Levodopa-induced dyskinesia, one of the most frequent long-term side effects of antiparkinsonian therapy, is often attributed to denervation supersensitivity of dopamine receptors and perhaps more specifically the D-1 receptor. The available evidence based not only on clinico-pathological studies in patients but also on results of experiments performed on methyl-phenyl-tetrahydropyridine (MPTP)-treated monkeys suggests that the mechanisms may be more complex than heretofore believed.
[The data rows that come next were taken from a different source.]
PR #118, opened 2016-04-21
Code splitter in comment header support

Titan-C:
Splitting out of the exit codes PR. This fixes the formatting of notebooks styled examples that have the structure
```
#########
# Header
#########
```


sphinx_gallery/tests/reference_parse.txt
```diff
@@ -10,13 +10,15 @@
  ('code',
   '\ndef dummy():\n    """This should not be part of a \'text\' block\'"""\n\n    ######################################\n    # Comment inside code to remain here\n    pass\n\n# this should not be part of a \'text\' block\n\n'),
  ('text',
-  '\n####################################################################\n\nMaking a line cut in sphinx\n'),
```
lesteve: The lstrip is removing the newline here. I am wondering whether it could it have an unintended consequence ... can you see any?

Titan-C: I don't see any consequence for now. Still, as a cautionary meassure I just changed the commit to make sure that all blocks end with at least one newline so that we don't have the this line break giving unwanted behavior.

lesteve:
LGTM merging, thanks !

PR #112, opened 2020-12-05
feat[w3.7]: blocking the patient

jelenazeljko55:
I added a method to block the patient

(admin can change patient status)

### DIFF
--- a/HealthcareSystem/Backend/Model/Users/Patient.cs
+++ b/HealthcareSystem/Backend/Model/Users/Patient.cs
@@ -16,19 +16,19 @@ namespace Model.Users
     {
         [DatabaseGenerated(DatabaseGeneratedOption.Identity)]
         public DateTime DateOfRegistration { get; set; }
-        public bool IsGuest { get; set; }
+        public bool IsBlocked { get; set; }
         public bool IsActive { get; set; }
         public string ImageName { get; set; }
         public virtual ICollection<Feedback> Feedbacks { get; set; }
         public virtual PatientCard PatientCard { get; set; }
         public Patient()
         {
-            IsGuest = false;
+            IsBlocked = false;
         }
 
         public Patient(string jmbg,string name,string surname,DateTime dateOfBirth,GenderType gender,City city,string homeAddress,
                         string phone,string email,string username,string password,
-                        DateTime dateOfRegistration,bool isGuest,string imagePath)
+                        DateTime dateOfRegistration,bool isBlocked, string imagePath)
         {
             Jmbg = jmbg;
             Name = name;
@@ -51,10 +51,11 @@ namespace Model.Users
             Username = username;
             Password = password;
             DateOfRegistration = dateOfRegistration;
-            IsGuest = isGuest;
+            IsBlocked = isBlocked;
             IsActive = false;
             ImageName = imagePath;
         }
+
         public Patient(Patient patient)
         {
             Jmbg = patient.Jmbg;
@@ -78,7 +79,7 @@ namespace Model.Users
             Username = patient.Username;
             Password = patient.Password;
             DateOfRegistration = patient.DateOfRegistration;
-            IsGuest = patient.IsGuest;
+            IsBlocked = patient.IsBlocked;
             IsActive = false;
             ImageName = patient.ImageName;
         }
--- a/HealthcareSystem/Backend/Repository/PatientRepository/MySqlPatientRepository/MySqlActivePatientRepository.cs
+++ b/HealthcareSystem/Backend/Repository/PatientRepository/MySqlPatientRepository/MySqlActivePatientRepository.cs
@@ -44,7 +44,17 @@ namespace Repository
         }
         public Patient GetPatientByJmbg(string jmbg)
         {
-            return _context.Patients.Find(jmbg);
+            try
+            {
+                Patient patient = _context.Patients.Find(jmbg);
+                if (patient == null)
+                    throw new DatabaseException("Patient doesn't exist in database.");
+                return _context.Patients.Find(jmbg);
+            }
+            catch (Exception)
+            {
+                throw new DatabaseException("The database connection is down.");
+            }
         }
         public void UpdatePatient(Patient patient)
         {
--- a/HealthcareSystem/Backend/Repository/PatientRepository/MySqlPatientRepository/MySqlActivePatientRepository.cs
+++ b/HealthcareSystem/Backend/Repository/PatientRepository/MySqlPatientRepository/MySqlActivePatientRepository.cs
@@ -42,20 +42,23 @@ namespace Repository
         {
             return _context.Patients.ToList();
         }
+
         public Patient GetPatientByJmbg(string jmbg)
         {
+            Patient patient;
             try
             {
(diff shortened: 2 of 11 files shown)


jelenazeljko55:
[(3) W3.7 : As an admin I want to block malicious patients, so that I could prevent bad hospital time managing.](https://trello.com/c/ezzyzi8U/33-3-w37-as-an-admin-i-want-to-block-malicious-patients-so-that-i-could-prevent-bad-hospital-time-managing)

HealthcareSystem/PatientWebApp/wwwroot/js/malicious_patients.js
```diff
@@ -18,13 +18,41 @@
...
+}
+
+
+function blockPatient(patientJmbg) {
+
+    $.ajax({
+        type: "PUT",
+        url: "/api/patient/blocked/" + patientJmbg,
+        success: function () {
+            alert("You have successfully blocked the patient.");
```
Pufke: Here are some reasons why you should not use alerts in your code:

As you said, a lot alert boxes may annoy the users
Styling of alert boxes is as far as I know impossible. Furthermore every browser displays them diffrent, which may not look good in all cases with your website-design
Most modern / common browsers block alerts after a site tried to display a few of them, to prevent alert spamming
You can use jQuery UI dialogs as an alternative, or anything else that is able to display modal dialogs. That way you can customize / style the dialog box and browsers don't block them.

I generally use alert boxes only for debugging / error reporting, not more, but always remember alerts stop the execution of the code for a purpose. Otherwise, you should be using console.log because alert can actually change the result of your code if your code involves asynchronous logic, so you should make sure that it won't affect any asynchronous logic that you may have running.

HealthcareSystem/Backend/Model/Users/Patient.cs
```diff
@@ -16,19 +16,19 @@ public class Patient : User
     {
         [DatabaseGenerated(DatabaseGeneratedOption.Identity)]
         public DateTime DateOfRegistration { get; set; }
-        public bool IsGuest { get; set; }
```
milana-todorovic, line 19: Why remove this? Are guest accounts no longer a thing in our system or?

HealthcareSystem/Backend/Repository/PatientRepository/MySqlPatientRepository/MySqlActivePatientRepository.cs
```diff
@@ -44,7 +44,17 @@ public List<Patient> GetAllPatients()
...
+            {
+                Patient patient = _context.Patients.Find(jmbg);
+                if (patient == null)
+                    throw new DatabaseException("Patient doesn't exist in database.");
+                return _context.Patients.Find(jmbg);
+            }
+            catch (Exception)
+            {
+                throw new DatabaseException("The database connection is down.");
+            }
```
milana-todorovic: This is something @sladjana-savkovic noticed yesterday, but this implementation has some issues. Specifically, you throw an exception at line 51, but you're inside a try block, and then catch Exception. So the DatabaseException you throw here will get caught and replaced anyway (and I believe it should be a NotFoundException you're throwing instead of DatabaseException, too?).

HealthcareSystem/Backend/Service/UsersAndWorkingTime/PatientService.cs
```diff
@@ -86,5 +86,17 @@ public List<Patient> ViewMaliciousPatients()
             }
             return result;
         }
+
+        public void BlockPatient(string jmbg)
+        {
+            Patient patient = GetPatientByJmbg(jmbg);
```
milana-todorovic, line 92: So this is more of a taste thing, but I'd maybe catch the NotFoundException the Repository could throw here and replace it with BadRequest?

HealthcareSystem/Backend/Model/Users/Patient.cs
jelenazeljko55: the guest no longer exists in the system

Pufke (dismissed):

HealthcareSystem/Backend/Repository/PatientRepository/MySqlPatientRepository/MySqlActivePatientRepository.cs
milana-todorovic: Resolved in f220bf17acde3b181f97f446b33ccf25ff9c819a.

HealthcareSystem/Backend/Repository/PatientRepository/MySqlPatientRepository/MySqlActivePatientRepository.cs
```diff
@@ -42,10 +42,23 @@ public List<Patient> GetAllPatients()
...
+            {
+                patient = _context.Patients.Find(jmbg);
+            }
+            catch (Exception)
+            {
+                throw new DatabaseException("The database connection is down.");
+            }
+            if (patient == null)
+                throw new NotFoundException("Patient doesn't exist in database.");
+            return patient;
```
milana-todorovic, line 59: This is better, but your Controller method isn't catching it, if this actually happens you'll get server failure. Add another catch block for NotFoundException in the method.

HealthcareSystem/PatientWebApp/Controllers/PatientController.cs
```diff
@@ -175,5 +175,20 @@ public IActionResult GetMaliciousPatients()
             }
         }
 
+
+        [HttpPut("blocked/{jmbg}")]
+        public ActionResult CancelExamination(string jmbg)
```
milana-todorovic: Also, I just noticed now, why is this called CancelExamination? I assume it's an accident, change to BlockPatient or something.

HealthcareSystem/Backend/Repository/PatientRepository/MySqlPatientRepository/MySqlActivePatientRepository.cs
milana-todorovic: Fixed in be98915f313550c2f0c40f3f02babbc905a76b36

HealthcareSystem/PatientWebApp/Controllers/PatientController.cs
milana-todorovic: Fixed in be98915f313550c2f0c40f3f02babbc905a76b36.

HealthcareSystem/PatientWebApp/Controllers/PatientController.cs
```diff
@@ -177,13 +177,17 @@ public IActionResult GetMaliciousPatients()
...
+        public ActionResult BlockPatient(string jmbg)
         {
             try
             {
                 _patientService.BlockPatient(jmbg);
                 return Ok();
             }
+            catch (NotFoundException exception)
+            {
+                return NotFound(exception.Message);
```
milana-todorovic, line 189: I suppose a discussion could be had on whether NotFound or BadRequest is a more appropriate return code, but either is good enough in this particular case I think.

milana-todorovic (approved):
Seems fine!

sladjana-savkovic (approved):

PR #113, opened 2020-12-05
feat[w3.1]:basic search appointment backend

sladjana-savkovic:
I have the following goals:

- Implement basic search logic
- Add method in controller and test implemented logic in Postman

### DIFF
--- a/HealthcareSystem/Backend/Model/DTO/BasicAppointmentSearchDTO.cs
+++ b/HealthcareSystem/Backend/Model/DTO/BasicAppointmentSearchDTO.cs
@@ -1,4 +1,5 @@
-﻿using System;
+﻿using Backend.Model.Exceptions;
+using System;
 using System.Collections.Generic;
 
 namespace Backend.Model.DTO
@@ -10,5 +11,15 @@ namespace Backend.Model.DTO
         public ICollection<int> RequiredEquipmentTypes { get; set; }
         public DateTime EarliestDateTime { get; set; }
         public DateTime LatestDateTime { get; set; }
+
+        public void IsAppointmentValid()
+        {
+            if (string.IsNullOrEmpty(DoctorJmbg))
+                throw new ValidationException("Doctor jmbg cannot be null or empty.");
+            if (EarliestDateTime == null)
+                throw new ValidationException("Earliest date cannot be null.");
+            if (LatestDateTime == null)
+                throw new ValidationException("Latest date cannot be null");
+        }
     }
 }
--- a/HealthcareSystem/Backend/Service/ExaminationAndPatientCard/FreeAppointmentSearchService.cs
+++ b/HealthcareSystem/Backend/Service/ExaminationAndPatientCard/FreeAppointmentSearchService.cs
@@ -1,7 +1,8 @@
 ﻿using Backend.Model.DTO;
-using Backend.Repository;
 using Backend.Repository.ExaminationRepository;
 using Backend.Repository.RoomRepository;
+using Model.Enums;
+using Model.Manager;
 using Model.PerformingExamination;
 using System;
 using System.Collections.Generic;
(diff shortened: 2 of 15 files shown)


sladjana-savkovic:
[(8) W3.1 : As a patient I want to schedule new appointment, so that I could avoid waiting in hospital.](https://trello.com/c/jLGaFLeV/28-8-w31-as-a-patient-i-want-to-schedule-new-appointment-so-that-i-could-avoid-waiting-in-hospital)

Pufke (approved):

HealthcareSystem/Backend/Model/DTO/BasicAppointmentSearchDTO.cs
```diff
@@ -10,5 +11,15 @@ public class BasicAppointmentSearchDTO
...
         public DateTime LatestDateTime { get; set; }
+
+        public void IsAppointmentValid()
+        {
+            if (string.IsNullOrEmpty(DoctorJmbg))
+                throw new ValidationException("Doctor jmbg cannot be null or empty.");
+            if (EarliestDateTime == null)
+                throw new ValidationException("Earliest date cannot be null.");
+            if (LatestDateTime == null)
+                throw new ValidationException("Latest date cannot be null");
```
milana-todorovic, line 22: DateTime isn't nullable, I don't think this is necessary. Actually, now that I look at it, I think we could survive without having this method at all, since we also already check if the doctor exists in the database and get false there if the Jmbg is null or empty.

vlaksi (approved):
Seems fine.

HealthcareSystem/Backend/Service/ExaminationAndPatientCard/FreeAppointmentSearchService.cs
```diff
@@ -42,14 +64,61 @@ public ICollection<Examination> SearchWithPriorities(AppointmentSearchWithPriori
...
+
         private ICollection<DateTime> GenerateStartTimes(DateTime earliest, DateTime latest)
         {
-            throw new NotImplementedException();
+            ICollection<DateTime> startTimes = new List<DateTime>();
+
+            for(DateTime time = earliest; DateTime.Compare(time, latest) < 0; time = time.Add(_appointmentDuration))
+                startTimes.Add(time);
+   
+            return startTimes;
```
milana-todorovic, line 79: One small issue I see with this, you trust the earliest date you're passed in too much. You start generating from earliest without modifying it's time component, so this will break if the time component of earliest isn't 'whole' from the perspective of the appointment duration. You also never check if it's actually in the future (or, within our time limit, it was that everything needs to be scheduled 48 hours in advance, right?).
I would do something like this to get the first time instead of just using earliest:
```
//check if earliest is within the time limit, replace with earliest according to time limit if not

//transform time component
TimeSpan time = earliest.TimeOfDay;
int timeTicks = time.Ticks;
int slotTicks = _appointmentDuration.Ticks;
if (timeTicks % slotTicks != 0)
{
    timeTicks = timeTicks + slotTicks - timeTicks % slotTicks;
    TimeSpan newTime = TimeSpan(timeTicks);
    earlest = earliest.Date + newTime;
}
```
Note: view this as pseudo code, I haven't actually tried compiling and running it. And it would probably make sense for the replacement in case of breached time limit to already have a valid time, so the second part would only happen if earliest was already within the time limit.
Also, it would probably make sense to encapsulate the relatively low level time logic into a separate class sooner or later, but I can't really think of a nice way to do that right now.

milana-todorovic (commented):
I generally really like how this turned out, I would just add the bit of time smoothing I suggested bellow to make sure all the appointments we generate have nice and round start times (and to avoid breaking the search if someone passes in that they want their appointment to start at 12:08 or something).

PR #115, opened 2020-12-05
hotfix: fix DrugService instantiation issue on PatientWebApp startup

draganacarapic:
A dependency was added to the DrugService class in #108, but the Startup class in the PatientWebApp wasn't updated accordingly. This lead to a runtime exception because the DI container couldn't instantiate the DrugService.


milana-todorovic (approved):

milana-todorovic:
I changed the title and description of the PR to explain what the issue was.

sladjana-savkovic (approved):

PR #116, opened 2020-12-06
Feature g2.3 testing equipment

kmilena98:
Testing getting equipment by room number with unit tests


HealthcareSystem/GraphicalEditorServerTests/DataFactory/ICreateTestObjectFactory.cs
```diff
@@ -0,0 +1,13 @@
...
+using System.Text;
+
+namespace GraphicalEditorServerTests.DataFactory
+{
+    public interface ICreateTestObjectFactory<T>
+    {
+        T CreateValidTestObject();
+        T CreateValidTestObject(int id);
+        T CreateInvalidTestObject();
+    }
```
milana-todorovic: We had something like this interface in the PatientWebApp tests, but in the end we decided it was too restrictive and wasn't bringing any value, so we got rid of it. I don't really see a need to introduce it to your project as well.

HealthcareSystem/Backend/Service/RoomAndEquipment/EquipmentService.cs
```diff
@@ -68,7 +68,10 @@ public Equipment GetEquipmentById(int equipmentId)
         public List<Equipment> GetEquipmentByRoomNumber(int roomNumber)
         {
             List<EquipmentInRooms> equipmentInRooms = _equipmentInRoomRepository.GetEquipmentInRoomsByRoomNumber(roomNumber);
-
+            if (equipmentInRooms == null) 
+            {
+                return null;
+            }
```
milana-todorovic: Will this ever be null? Why would the Repository return null instead of an empty list? I don't think this should be happening.

HealthcareSystem/GraphicalEditorServer/Controllers/EquipmentController.cs
```diff
@@ -42,8 +42,17 @@ public ActionResult AddEquipment([FromBody] Equipment equipment)
...
         public IActionResult GetEquipmentByRoomNumber(int roomNumber)
         {
-            List<Equipment> equipmentsInRoom = _equipmentService.GetEquipmentByRoomNumber(roomNumber);
-            return Ok(equipmentsInRoom);
+            try
+            {
+                List<Equipment> equipmentsInRoom = _equipmentService.GetEquipmentByRoomNumber(roomNumber);
+                if (equipmentsInRoom == null) {
+                    return NotFound("NotFound");
+                }
```
milana-todorovic: Again, why null? Empty list makes more sense and it'd be easier to work with.

HealthcareSystem/GraphicalEditorServerTests/DataFactory/CreateEquipmentType.cs
```diff
@@ -0,0 +1,25 @@
...
+using System.Collections.Generic;
+using System.Text;
+
+namespace GraphicalEditorServerTests.DataFactory
+{
+    public class CreateEquipmentType : ICreateTestObjectFactory<EquipmentType>
+    {
+        public EquipmentType CreateInvalidTestObject()
+        {
+            return new EquipmentType("fsdafafas",false);
```
milana-todorovic: Why is this not valid?

HealthcareSystem/GraphicalEditorServerTests/DataFactory/CreateEquipmentType.cs
```diff
@@ -0,0 +1,25 @@
...
+
+        public EquipmentType CreateValidTestObject()
+        {
+            return new EquipmentType("table",true);
+        }
+
+        public EquipmentType CreateValidTestObject(int id)
+        {
+            return new EquipmentType("table", true);
+        }
```
milana-todorovic: You can see that the interface is too restrictive here already, it makes no sense to send an int here, you don't need it.

HealthcareSystem/GraphicalEditorServerTests/DataFactory/CreateEquipment.cs
```diff
@@ -0,0 +1,23 @@
...
+{
+    public class CreateEquipment : ICreateTestObjectFactory<Equipment>
+    {
+        public Equipment CreateInvalidTestObject()
+        {
+            return new Equipment(-1,null);
+        }
+        public Equipment CreateValidTestObject(int equipmentQuantity)
+        {
+            return new Equipment(equipmentQuantity, new Backend.Model.Manager.EquipmentType("table",true));
```
milana-todorovic: Is there a reason to use EquipmentType like this instead of a using directive?

HealthcareSystem/GraphicalEditorServerTests/DataFactory/ICreateTestObjectFactory.cs
kmilena98: Alright, l have removed that part in last commit

HealthcareSystem/Backend/Service/RoomAndEquipment/EquipmentService.cs
kmilena98: Yes, you are right about that, l made mistake, so that part of code actually returned null, but it should not do that.
I have changed it in last commit too.

HealthcareSystem/GraphicalEditorServer/Controllers/EquipmentController.cs
kmilena98: I have changed that part

HealthcareSystem/GraphicalEditorServerTests/DataFactory/CreateEquipmentType.cs
kmilena98: I thought that name is not valid, or doesnt mean anything, but l changed that too

milana-todorovic: That does make sense semantically, it's just something we couldn't possibly actually validate.

HealthcareSystem/GraphicalEditorServerTests/DataFactory/CreateEquipmentType.cs
```diff
@@ -5,21 +5,16 @@
...
 namespace GraphicalEditorServerTests.DataFactory
 {
-    public class CreateEquipmentType : ICreateTestObjectFactory<EquipmentType>
+    public class CreateEquipmentType 
     {
         public EquipmentType CreateInvalidTestObject()
         {
-            return new EquipmentType("fsdafafas",false);
+            return null;
         }
```
milana-todorovic: I'd probably delete this method entirely instead of returning null.

milana-todorovic (dismissed):
Seems alright.

HealthcareSystem/GraphicalEditorServerTests/DataFactory/CreateEquipmentType.cs
kmilena98: Alright, thanks for advice

VasilijeBursac:
[(3) g2.3: Overview of equipment and medicine: 5h[3]](https://trello.com/c/AQBpJl1G/36-3-g23-overview-of-equipment-and-medicine-5h3)

VasilijeBursac (approved):
Looks good to me.

milana-todorovic (approved):
Seems alright to me.

PR #118, opened 2020-12-06
feat[w3.1]:add examination backend

sladjana-savkovic:
- Modify conditions in appointment service (our team has agreed that an examination can be scheduled at the earliest
tomorrow and that the working time of the hospital is from 7 to 17h)
- Add method for scheduling examination in controller and optionally change DTO, adapter and validation layers


anciz (dismissed):
Seems to be fine.

anciz (approved):
Good

draganacarapic (approved):

sladjana-savkovic:
[(8) W3.1 : As a patient I want to schedule new appointment, so that I could avoid waiting in hospital.](https://trello.com/c/jLGaFLeV/28-8-w31-as-a-patient-i-want-to-schedule-new-appointment-so-that-i-could-avoid-waiting-in-hospital)

PR #120, opened 2020-12-08
feat[g2.1]: Search for objects on the map

VasilijeBursac:
This branch contains code for searching map objects. 

- Using static attribute _allMapObjects from MainWindow definitely isn't the best option but this will be fixed and a special class will be created at the end of this sprint probably or maybe during next week.

### DIFF
--- a/HealthcareSystemFrontends/GraphicalEditor/Controllers/MapObjectController/MapObjectController.cs
+++ b/HealthcareSystemFrontends/GraphicalEditor/Controllers/MapObjectController/MapObjectController.cs
@@ -1,4 +1,5 @@
 ﻿using GraphicalEditor.Models;
+using GraphicalEditor.Models.MapObjectRelated;
 using GraphicalEditor.Repository;
 using GraphicalEditor.Services;
 using GraphicalEditor.Services.Interface;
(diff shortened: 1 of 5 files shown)


VasilijeBursac:
[(2) g2.1: Search for objects on the map: 4h [2]](https://trello.com/c/zdABDaG8/34-2-g21-search-for-objects-on-the-map-4h-2)

milana-todorovic (approved):
I definitely agree with you about using the static field not being a good idea, but since you'll be refactoring anyway I think this is okay enough for now. One thing I'd just say is that maybe things would've been easier for you if you'd just left the SearchMapObjects method logic in the MainWindow for now anyway since the field it needs is there, it might be a little harder to untangle this when refactoring now.

VasilijeBursac:
> I definitely agree with you about using the static field not being a good idea, but since you'll be refactoring anyway I think this is okay enough for now. One thing I'd just say is that maybe things would've been easier for you if you'd just left the SearchMapObjects method logic in the MainWindow for now anyway since the field it needs is there, it might be a little harder to untangle this when refactoring now.

Thanks for the advice! I agree, but it would increase the amount of code in MainWindow so it is easier for us to leave it like this for now...

kmilena98 (approved):
Looks good to me.

PR #121, opened 2020-12-08
gui[g-general]: Implemented Back Button in Side Panel GUI

VasilijeBursac:
On this branch I have implemented Back Button inside Side Panel GUI, so now the user can go one step back during his navigation through the app.

### DIFF
--- a/HealthcareSystemFrontends/GraphicalEditor/MainWindow.xaml.cs
+++ b/HealthcareSystemFrontends/GraphicalEditor/MainWindow.xaml.cs
@@ -77,13 +77,23 @@ namespace GraphicalEditor
             }
         }
 
-        private Stack<int> _menuSelectionHistory = new Stack<int>();
+        private int? _previousSelectedMenuOptionIndex;
+        public int? PreviousSelectedMenuOptionIndex
+        {
+            get { return _previousSelectedMenuOptionIndex; }
+            set
+            {
+                _previousSelectedMenuOptionIndex = value;
+                OnPropertyChanged("PreviousSelectedMenuOptionIndex");
+                OnPropertyChanged("IsBackButtonEnabled");
+            }
+        }
 
         public Boolean IsBackButtonEnabled
         {
             get
             {
-                return _menuSelectionHistory.Count > 0;
+                return PreviousSelectedMenuOptionIndex.HasValue;
             }
         }
 
@@ -488,8 +498,7 @@ namespace GraphicalEditor
         {
             if (SelectedMenuOptionIndex != ListViewExtendMenu.SelectedIndex)
             {
-                _menuSelectionHistory.Push(SelectedMenuOptionIndex);
-                OnPropertyChanged("IsBackButtonEnabled");
+                PreviousSelectedMenuOptionIndex = SelectedMenuOptionIndex;
                 SelectedMenuOptionIndex = ListViewExtendMenu.SelectedIndex;
             }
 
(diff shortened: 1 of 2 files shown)


VasilijeBursac:

HealthcareSystemFrontends/GraphicalEditor/MainWindow.xaml.cs
```diff
@@ -491,6 +511,43 @@ private void ListViewExtendMenu_SelectionChanged(object sender, SelectionChanged
...
+                _selectedMenuOptionsHistory.Add(currentlySelectedMenuOptionIndex);
+            }
+            else
+            {
+                _selectedMenuOptionsHistory.RemoveAt(0);
+                _selectedMenuOptionsHistory.Add(currentlySelectedMenuOptionIndex);
+
+                PreviousSelectedMenuOptionIndex = _selectedMenuOptionsHistory[0];
+                SelectedMenuOptionIndex = _selectedMenuOptionsHistory[1];
+            }
```
milana-todorovic: Could you explain why this method looks like this? Is the goal to limit the number of remembered items, or? I feel like there must be a nicer way to do that.

milana-todorovic (commented):
I think I'm having some issues with the readability here, I would appreciate a quick explanation of how exactly you want the back button to work so I could maybe make some suggestions on how to improve the implementation.

HealthcareSystemFrontends/GraphicalEditor/MainWindow.xaml.cs
VasilijeBursac: List _selectedMenuOptionsHistory always contains indexes of the last two selected side panels. Initially, that list is empty, so firstly I just add indexes to the list. Later, on each selection change of side panel index, I just remove the first item from the list because that is now the oldest index, therefor previously selected index will move to the first position in the list and the currently selected will be on the second position in the list. So list always contains just two items: Previously and Currently selected index.

kmilena98 (dismissed):
Looks good and clean

HealthcareSystemFrontends/GraphicalEditor/MainWindow.xaml.cs
milana-todorovic: I found what the issue with just using the SelectedMenuItemIndex and adding a field for just the previous index was. I made two suggestions for alternate implementations with that issue fixed, you can check them out over on PR #124 and PR #125. Feel free to do merge or close those PRs as you see fit.

VasilijeBursac: Thank you very much for your time and advice! 😄

VasilijeBursac:
@milana-todorovic  I have tested and changed both One-Step and Multi-Step Back Button implementations to fit our needs (just small corrections I mentioned in comments on your PRs) and committed everything in this PR. We decided to stick with One-Step Back Button but maybe we will change that in the future... 

Thank you very much for your advice, time and effort! We appreciate that! 😄

milana-todorovic (dismissed):
Looks good - although, I just realized it totally could've been implemented while keeping the binding, could've just saved the previous value in the setter for SelectedMenuOptionIndex. I think this is alright as it is though.

VasilijeBursac:
> Looks good - although, I just realized it totally could've been implemented while keeping the binding, could've just saved the previous value in the setter for SelectedMenuOptionIndex. I think this is alright as it is though.

@milana-todorovic  I have changed it now according to your idea and it works. Check out the newest commit when you can. Thanks!

VasilijeBursac:
> Looks good - although, I just realized it totally could've been implemented while keeping the binding, could've just saved the previous value in the setter for SelectedMenuOptionIndex. I think this is alright as it is though.

 I have changed it now according to your idea and it works. Check out the newest commit when you can. Thanks!

milana-todorovic (approved):
Looks good!

kmilena98 (approved):
Very well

Thus it appears that no single receptor is the sole culprit, that some form of denervation supersensitivity is probably involved but not in the form of increased density of dopamine receptors. Moreover, other neurotransmitter systems must be considered such as GABA, excitatory aminoacids and peptides. The MPTP monkey model remains very useful for predicting the potential of new drugs for inducing dyskinesia. Such trials however must be performed in drug-naive animals.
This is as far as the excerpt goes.